27 May DATING AND RELATIONSHIP ADVICE
Dear Rabbi and Shira ,
Hi. I’m not sure what to do. I’m having a culinary crisis. My Hatan, (Chosson for your Ashkenazi readers,) cannot stand Morrocan Fish, nor
does he like Matbucha. What initially I thought was good natured ribbing, now seems to be much more serious. While I’m pretty used to the
ashkenazic community, I went to ashkenazi schools, and plan on raising my children in accordance with Ashkenaz customs, I thought we could
share my families culinary delights as well. He really wants me to make Gefilte Fish (yuck!) and forgo my family’s mesorah of delicious fish for
bland fishpaste. I’m not sure what to do, as it’s really not Shabbat for me without our traditional foods. My Savta and her Savta have made this
fish! What should I do? ~ Culinary Crisis in Kensington
Dear Culinary Crisis,
We’d like to first share a story of the Kozhnitzer Maggid,
which we find is very instructive. A couple came the
Maggid of Koznitz with a dilemma. A couple was at
their breaking point and at the heart of it was Kugel.

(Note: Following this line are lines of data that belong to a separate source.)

PR #2151, opened 2026-09-14
Name the stale-server cause instead of a deleted build chunk

chadjw:
## The failure

A long-lived MCP server whose CLI is upgraded underneath it keeps working — until a tool takes a code path it has not imported yet. Builds emit content-hashed chunks, so an upgrade **deletes** the old ones rather than replacing them in place. The lazy `import()` then resolves against a file that is gone:

```
Cannot find module '…/dist/dist-QI44KYEI.js'
  imported from '…/dist/chunk-GF46LTKE.js'
```

Both names are build artefacts that appear in no source file and no changelog. `dispatchTool` had no `try`/`catch`, so this reached the SDK raw.

## Why it needs translating rather than just surfacing

The message points every piece of evidence at the wrong culprit. The package on disk is **intact and at the latest published version**; every fresh `npx harness …` invocation works; only *some* tools fail, and they fail at first use rather than at startup. So it reads as a corrupt install — which is the one thing it is not. Reinstalling fixes nothing, because nothing is broken.

Observed in the field on 2026-09-14: this cost a full session's `manage_roadmap` access and **two wrong diagnoses** before the running process was identified as the stale party. The first was "the install is corrupt, reinstall it"; the second was "the install is stale, upgrade it." Both wrong — `npm ls -g` already showed the latest version. The tell was a `harness-mcp` process whose start time predated the `dist` mtime by three hours.

## The fix

`dispatchTool` recognises this one failure shape and answers with the cause and the remedy — **restart the server, do not reinstall** — plus the version actually installed on disk, read fresh rather than from the constant compiled into the stale build.

Everything else rethrows untouched. That restraint is the point: mislabelling an unrelated `ERR_MODULE_NOT_FOUND` would send someone to restart a server that was never the problem, trading one misleading error for another.

Recognition requires **both** that the missing specifier sits inside this build's own `dist/` **and** that it matches the hashed-chunk shape. Matching the shape rather than a list of known hashes is deliberate — the hashes change every build, so a list would be stale by construction. The conjunction rejects two things a looser check would swallow:

- a missing module in the user's own project
- a file we genuinely failed to ship — that is a packaging bug and wants a different report

This is a **recogniser, not a repair**. The process cannot reload its own deleted chunks; the only honest thing it can do is fail with an error that names the remedy.

## Verification

| | |
|---|---|
| New tests | 9, covering both prefixes, the `url`-absent fallback, and 6 must-not-match cases |
| Mutation proof | **4 mutations, 0 survivors** |
| `tsc --noEmit` | clean |
| `eslint` on changed files | clean |
| `src/mcp` + `tests/commands/mcp` | 312 passed |

Mutations run, each reverted and re-verified:

| Mutation | Result |
|---|---|
| drop the own-dist guard | RED 2/9 |
| drop the hashed-chunk guard | RED 2/9 |
| weaken the conjunction to a disjunction | RED 3/9 |
| drop the `ERR_MODULE_NOT_FOUND` check | RED 1/9 |

The disjunction mutation matters most: it passes every other test in the file, so the suite carries two cases that exist only to pin the `AND`.

## Pre-existing failure, not from this change

`src/mcp/tools/hermes-tools.test.ts` → *"returns Ok with empty matches when index is empty"* fails identically on pristine `origin/main` with this change fully reverted. It calls `handleSearchSessions` directly, never through `dispatchTool`, so it is structurally untouchable by this diff. Flagging rather than fixing — it wants its own change.

https://claude.ai/code/session_0171z7CJ3XXCDpeALQAsPRHj


ahhrealmonster (changes requested):
**Requesting changes.** The diagnosis is right and the module's rationale is excellent — this is a genuinely expensive failure to misread, and the comments earn their length. But the recogniser never fires on Windows, which is where the change is currently red, and there's a second path bug of the same family that CI structurally cannot catch.

---

### 1. Must-fix — the detector is dead on Windows (and this is why CI is red)

`packages/cli/src/mcp/stale-build.ts:47`

```ts
const HASHED_CHUNK = /\/(?:dist|chunk)-[A-Z0-9]{8,}\.js$/;
```

The leading `/` is hardcoded. `missingPath()` returns a **filesystem path** (via `fileURLToPath`), so on Windows that value is `D:\…\dist\dist-QI44KYEI.js` — backslash-separated. `HASHED_CHUNK.test(missing)` never matches, so `describeStaleBuildError` returns `null` for the exact input it was written to recognise.

Confirmed in CI: 4 of 9 tests in `stale-build.test.ts` fail on `windows-latest` with `expected null not to be null` ([run 34899828633](https://github.com/Intense-Visions/harness-engineering/actions/runs/34899828633/job/104766162595)), while ubuntu and macOS pass.

This isn't only a test-portability problem. A global npm package gets upgraded under a running server on Windows exactly as it does on POSIX, and tsup emits the same content-hashed chunks — so the feature is absent on one of the three platforms the repo tests, and the operator there still gets the opaque error this PR exists to replace.

Suggested shape — separator-agnostic, and it keeps every negative case in the test passing (those lean on the `ownDistDir` half of the conjunction, which is unaffected):

```ts
import path from 'node:path';

/** Basename only — the path separator differs by platform, the filename does not. */
const HASHED_CHUNK = /^(?:dist|chunk)-[A-Z0-9]{8,}\.js$/;
// ...
if (!HASHED_CHUNK.test(path.basename(missing))) return null;
```

While you're there, the `startsWith(ownDistDir())` comparison is worth normalising through `path.resolve` on both sides too — it happens to work today because both values come from `fileURLToPath`, but that's an invariant nothing pins.

### 2. Must-fix — missing changeset

`changeset-check` is red: `packages/cli` is publishable, so the repo requires a `.changeset/*.md` naming it and a bump level (`pnpm changeset`, or `--empty` if this genuinely shouldn't release — it should, it's a user-facing error-message change). The check cites incident #332 as the reason it's mechanical.

### 3. Should-fix — `installedVersion()` can never succeed in the shipped build

`packages/cli/src/mcp/stale-build.ts:105`

```ts
const pkg = require('../../package.json') as { version?: string };
```

That's correct relative to the **source** location (`packages/cli/src/mcp/` → `packages/cli/package.json`), which is why the tests are green. But tsup emits a **flat** bundle into `packages/cli/dist/`, so at runtime `import.meta.url` sits in `dist/` and the specifier resolves to `packages/cli/../../package.json` — one level too high. It throws, the `catch` returns `null`, and every real invocation prints:

> The version now installed on disk could not be read.

There's precedent for the correct depth in this same package — `packages/cli/src/version.ts:7`:

```ts
resolved = (require_('../package.json') as { version?: string }).version ?? '0.0.0';
```

So `'../package.json'` is the fix. Two things make this worth catching rather than shrugging at:

- The doc comment explicitly argues the version must be read **fresh from disk** rather than compiled in, and that reasoning is sound — but the silent fallback means the message loses the one piece of information the comment says is the point, in every install.
- The test suite runs from `src/`, so no test on any platform can observe this. Given the module's entire subject is a src-vs-dist layout skew, a dist-path bug slipping through is worth a regression guard — asserting that the resolved specifier is the package root (or just unit-testing a small `packageJsonPath()` helper) would pin it.

---

### Things I checked and am happy with

- The AND-not-OR conjunction test is exactly the right test to write, and the "flip one at a time" case is the kind of thing that actually survives a refactor.
- Catching at `dispatchTool`'s handler call is the right seam — it is the first place a lazy `import()` failure is catchable with context — and rethrowing anything unrecognised is the correct default.
- `[A-Z0-9]{8,}` matches esbuild's uppercase base32 hash alphabet.
- The `.url`-first / message-fallback ordering, and the comment explaining why, are right.

Happy to re-review as soon as the Windows path handling and the changeset are in — the substance here is good and I'd like to see it land.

In the wife’s home, the Kugel always came out after
the cholent. Meanwhile the husband waits all week
for his kugel, yet has no room for the cholent. No, he
declares, the Kugel must come before the cholent. His
wife refused to part with the custom of her ancestors,
serving it after the Cholent. The Maggid closed his eyes,
thinking for a moment. He instructed them to make two
kugels, one served before the cholent and one after the
cholent. For the husband, the real kugel would be before
the cholent, for the wife the real kugel would come after.
The remaining kugel would be “Shalom Bayis Kugel.” To
this the Maggid’s family (Hopsteins, Shapiras) have two
types of Kugel.
First we need to stress the significance of each
community’s customs regarding shabbos food, and
zemiros. The chain of tradition that links our shabbos
practices goes back several generations, sometimes
even hundreds of years! While a home should have
one custom, as not to confuse the children, tastes, (pun
intended) can help the home give a very significant nod
to the full background of the two families!
As with all matters in a relationship, compromise is
always very important. First we would urge you to
have an open and honest conversation about what your
family’s recipes mean to you. Listen to his relationship
with his family’s soul food as well. You can alternate, or
make both types of fish for Shabbos (Shabbat). Perhaps
you could cook together, making and sharing the
delicacies of both sides. It can be a bonding experience
for the both of you!
As an aside, try cooking a gefilte fish loaf in salsa or
matbucha, it adds a tangy twist!
Even when not as pronounced, family of origin
differences are like speaking a new language. Each
family has its own language and culture, even if they are
both from the same town in Hungary, Morocco, Iraq
or Poland. Learning to respect, and start to understand
each other is a life’s work, but it makes each one of us
bigger and more sensitive to the needs of our spouse.
Good luck bridging Friday night dinner!